Stored records

PR #106, opened 2016-02-28
Maximum query depth at execution

xuorig:
Introduces a `max_depth` argument on `GraphQL::Query`

Raises an `ExecutionError` at runtime if the maximum depth is exceeded.

Defaults to `nil`, and is not enforced in that case.

If a query like this one is executed with `max_depth: 3`:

» **TASK OBJECTIVE**:
Every word in the records must appear in your copy exactly as it does above.

» **FINAL ANSWER**:
PR #106, opened 2016-02-28
Maximum query depth at execution

xuorig:
Introduces a `max_depth` argument on `GraphQL::Query`

Raises an `ExecutionError` at runtime if the maximum depth is exceeded.

Defaults to `nil`, and is not enforced in that case.

If a query like this one is executed with `max_depth: 3`:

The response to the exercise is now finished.